ALBERTA – The provincial government has now approved COVID-19 testing for anyone symptomatic living in the Calgary zone.
Alberta’s Chief Medical Officer of Health Dr. Deena Hinshaw announced the additional changes in the testing criteria, during a press conference on April 8, to expand the testing to anyone showing COVID-19 symptoms and living in Calgary zone, which includes Canmore, Banff, Lake Louise and Exshaw.
“Although none of us needs a lab test to do the right thing, we are making some additional changes in our testing criteria to ensure we have as much information as possible,” Hinshaw said.
This now means anyone who has a cough, fever, runny nose or shortness of breath is now eligible for COVID-19 testing where it is available. In addition, the testing is being opened to essential service workers across the province that show the same symptoms and anyone in the province who had symptoms and lives with someone over 65 years old.

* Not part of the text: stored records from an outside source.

PR #2011, opened 2026-03-30
fix(security): harden security-config with strict override protection

blue-int:
## Summary

- Add `disableRemoteMcp` and `disableExternalLLM` to `SecurityConfig` interface
- In strict mode (`OMC_SECURITY=strict`), config file overrides can only **tighten** security, not relax it (boolean flags use `||`, `hardMaxIterations` uses `Math.min`)
- Wire `isAutoUpdateDisabled()` into `isSilentAutoUpdateEnabled()` so security config actually gates auto-update behavior
- Add convenience functions `isRemoteMcpDisabled()` and `isExternalLLMDisabled()`
- Update tests with new fields and strict override protection coverage (10 tests, all passing)

## Test plan

- [x] `npx vitest run src/__tests__/security-config.test.ts` — 10/10 passed
- [x] Default values: `disableRemoteMcp=false`, `disableExternalLLM=false`
- [x] Strict mode: both new flags are `true`
- [x] Strict mode override protection: boolean security flags cannot be weakened via config file
- [x] Non-strict mode: file overrides work normally

### DIFF
--- a/src/__tests__/security-config.test.ts
+++ b/src/__tests__/security-config.test.ts
@@ -7,6 +7,8 @@ import {
   isProjectSkillsDisabled,
   isAutoUpdateDisabled,
   getHardMaxIterations,
+  isRemoteMcpDisabled,
+  isExternalLLMDisabled,
 } from '../lib/security-config.js';
 
 describe('security-config', () => {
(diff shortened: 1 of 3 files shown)


Yeachan-Heo:
CI test failure. Please fix and reopen when green.

—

“I know people are anxious to resume their normal lives. My family is too,” Hinshaw said.
“As I’ve said before, this is our ‘new normal’ for right now. Each and every one of us must continue to do everything we can to prevent the spread of COVID-19. This is in our hands and we can do it together.”
The province had 1,451 positive COVID-19 cases with 32 deaths reported and 592 confirmed recovered cases, as of April 9. Officials suspect 192 cases are community-acquired.
Calgary has had the highest number of positive cases per zone with the Calgary zone accounting for 61 per cent of COVID-19 cases in the province.
As of April 9, the Bow Valley had 17 positive cases. In the Municipal District of Bighorn region, formerly known as the Canmore region, which includes Canmore and some MD hamlets, there were 14 positive cases – nine active and five recovered. The ID No. 9 region, formerly known as the Banff region, which included Banff and Lake Louise had three positive cases – all active.
Dr. Hinshaw also asked people who are currently ill to continue to stay at home for 10 days from the date of the symptom onset or until their symptoms resolve, whichever is longer.
The provincial government declared a state of public health emergency on March 17, putting in aggressive restrictions in the following weeks, including ordering non-essential businesses to close and limiting public gatherings to a maximum of 15 people.
Government officials have also asked Albertans to stay at home in the coming weeks with recently revealed projections showing two scenarios.
Alberta Premier Jason Kenney showcased a probable scenario and elevated scenario on April 8.
The probable scenario works of the assumption that for every identified case of COVID-19 in the province there are one or two more infected people that go undetected. This model shows a relative success in containing the spread of the virus.
The probable scenario predicts that the peak of the virus could occur in mid-May and would see a total of approximately 800,000 infections with between 400 and 3,100 deaths.
It was prudent to identify the increased risk of high rates of COVID-19, Kenney said, to help prepare for a potential worst-case scenario the health care system could face.
The elevated scenario would see about one million total infections and between 500 and 6,600 deaths. The peak of the elevated scenario would take place in early May.
"The coming days and weeks are critical. The cooperation of all Albertans is needed,” Hinshaw said.
“Each and every one of us must continue to do everything we can to prevent the spread of this virus – this is in our hands and we can do this together.”
The Calgary zone includes Airdrie, Banff, Black Diamond, Bragg Creek, Carstairs, Calgary, Canmore, Chestermere, Claresholm, Cochrane, Cremona, Crossfield, Didsbury, Eden Valley, Exshaw, High River, Gleichen, Lake Louise, Langdon, Longview, Morley, Nanton, Okotoks, Siksika Nation, Strathmore, Turner Valley and Vulcan.